▸ REQUIRED WORK: From the entries below, copy exactly the lines from the one that contains "PR #86, opened 2024-12-07" through the one that contains "LGTM, but please", both included, and only those.

▸ MATERIAL TO PROCESS:
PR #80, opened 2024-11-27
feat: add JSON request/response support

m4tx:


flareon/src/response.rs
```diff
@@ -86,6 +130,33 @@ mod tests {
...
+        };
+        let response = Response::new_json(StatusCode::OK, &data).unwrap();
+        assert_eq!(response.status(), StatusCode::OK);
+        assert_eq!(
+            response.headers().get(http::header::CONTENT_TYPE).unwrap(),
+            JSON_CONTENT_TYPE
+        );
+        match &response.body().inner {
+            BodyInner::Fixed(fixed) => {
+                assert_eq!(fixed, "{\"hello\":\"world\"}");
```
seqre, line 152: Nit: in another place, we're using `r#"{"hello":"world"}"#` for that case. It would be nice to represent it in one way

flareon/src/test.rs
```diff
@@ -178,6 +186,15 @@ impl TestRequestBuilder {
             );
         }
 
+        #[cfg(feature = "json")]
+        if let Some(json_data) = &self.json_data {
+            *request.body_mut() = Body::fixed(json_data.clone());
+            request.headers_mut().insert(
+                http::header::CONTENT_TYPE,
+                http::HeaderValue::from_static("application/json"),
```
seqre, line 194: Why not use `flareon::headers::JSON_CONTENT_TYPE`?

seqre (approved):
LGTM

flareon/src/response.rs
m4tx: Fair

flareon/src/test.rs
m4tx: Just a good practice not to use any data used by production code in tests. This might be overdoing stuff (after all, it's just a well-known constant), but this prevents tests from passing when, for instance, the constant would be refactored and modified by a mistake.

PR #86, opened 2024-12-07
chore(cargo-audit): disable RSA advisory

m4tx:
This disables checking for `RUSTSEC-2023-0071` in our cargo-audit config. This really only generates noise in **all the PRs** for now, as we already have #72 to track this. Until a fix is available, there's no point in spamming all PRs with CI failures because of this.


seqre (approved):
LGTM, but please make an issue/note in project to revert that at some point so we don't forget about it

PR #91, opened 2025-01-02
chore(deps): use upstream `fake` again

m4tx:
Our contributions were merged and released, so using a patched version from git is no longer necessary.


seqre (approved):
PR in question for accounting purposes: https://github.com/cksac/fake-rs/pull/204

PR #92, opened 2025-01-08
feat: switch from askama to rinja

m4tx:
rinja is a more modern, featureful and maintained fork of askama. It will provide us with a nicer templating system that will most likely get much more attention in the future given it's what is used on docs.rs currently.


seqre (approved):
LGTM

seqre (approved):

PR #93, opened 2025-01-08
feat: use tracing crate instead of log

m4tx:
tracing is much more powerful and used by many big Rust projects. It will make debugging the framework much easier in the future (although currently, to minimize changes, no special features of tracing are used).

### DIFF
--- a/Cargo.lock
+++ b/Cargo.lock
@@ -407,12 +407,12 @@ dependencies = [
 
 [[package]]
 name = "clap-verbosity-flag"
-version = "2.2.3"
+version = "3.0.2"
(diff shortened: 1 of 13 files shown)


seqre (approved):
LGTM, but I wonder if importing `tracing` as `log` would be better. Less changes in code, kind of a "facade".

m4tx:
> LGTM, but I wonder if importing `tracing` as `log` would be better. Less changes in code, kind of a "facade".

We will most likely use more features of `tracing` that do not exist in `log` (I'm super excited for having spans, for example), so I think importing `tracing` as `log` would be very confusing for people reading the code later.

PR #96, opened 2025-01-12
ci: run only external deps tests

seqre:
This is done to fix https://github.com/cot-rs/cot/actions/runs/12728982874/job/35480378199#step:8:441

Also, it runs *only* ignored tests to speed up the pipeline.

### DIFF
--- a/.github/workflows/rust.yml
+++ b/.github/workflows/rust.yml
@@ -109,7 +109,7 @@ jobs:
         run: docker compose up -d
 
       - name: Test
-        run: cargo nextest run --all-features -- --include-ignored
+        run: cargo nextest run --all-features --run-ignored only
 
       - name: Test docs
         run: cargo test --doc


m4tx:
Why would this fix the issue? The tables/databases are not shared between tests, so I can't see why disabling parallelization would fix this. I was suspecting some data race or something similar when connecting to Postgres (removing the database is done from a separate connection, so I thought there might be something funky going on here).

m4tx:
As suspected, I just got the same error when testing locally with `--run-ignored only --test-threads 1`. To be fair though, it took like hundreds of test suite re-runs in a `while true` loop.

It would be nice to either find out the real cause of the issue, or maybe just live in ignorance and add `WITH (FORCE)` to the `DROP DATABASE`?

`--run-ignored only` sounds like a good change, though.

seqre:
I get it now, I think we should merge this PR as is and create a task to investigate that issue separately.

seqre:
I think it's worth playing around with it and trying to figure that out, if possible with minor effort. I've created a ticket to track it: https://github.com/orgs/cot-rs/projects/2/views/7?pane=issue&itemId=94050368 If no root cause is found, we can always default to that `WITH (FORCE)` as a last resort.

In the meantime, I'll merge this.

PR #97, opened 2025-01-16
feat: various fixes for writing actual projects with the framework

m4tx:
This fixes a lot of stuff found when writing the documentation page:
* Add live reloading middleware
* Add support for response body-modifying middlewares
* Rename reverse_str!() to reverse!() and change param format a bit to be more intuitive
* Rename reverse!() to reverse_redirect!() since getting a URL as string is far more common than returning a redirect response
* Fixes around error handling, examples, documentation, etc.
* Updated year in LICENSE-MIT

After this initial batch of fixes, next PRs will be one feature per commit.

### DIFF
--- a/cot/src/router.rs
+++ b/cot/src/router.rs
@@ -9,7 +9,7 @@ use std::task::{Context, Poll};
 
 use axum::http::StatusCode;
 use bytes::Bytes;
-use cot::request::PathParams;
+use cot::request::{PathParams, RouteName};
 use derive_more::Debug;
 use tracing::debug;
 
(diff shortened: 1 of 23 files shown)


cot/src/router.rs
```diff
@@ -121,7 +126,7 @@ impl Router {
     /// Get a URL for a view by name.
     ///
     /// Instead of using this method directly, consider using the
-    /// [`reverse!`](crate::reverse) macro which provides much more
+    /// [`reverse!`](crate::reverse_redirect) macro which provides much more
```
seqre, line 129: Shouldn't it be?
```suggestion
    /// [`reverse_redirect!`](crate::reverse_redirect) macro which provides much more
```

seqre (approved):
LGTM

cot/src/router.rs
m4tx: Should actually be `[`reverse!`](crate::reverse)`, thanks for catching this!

▸ RESPONSE FOR THIS EXERCISE:
PR #86, opened 2024-12-07
chore(cargo-audit): disable RSA advisory

m4tx:
This disables checking for `RUSTSEC-2023-0071` in our cargo-audit config. This really only generates noise in **all the PRs** for now, as we already have #72 to track this. Until a fix is available, there's no point in spamming all PRs with CI failures because of this.


seqre (approved):
LGTM, but please make an issue/note in project to revert that at some point so we don't forget about it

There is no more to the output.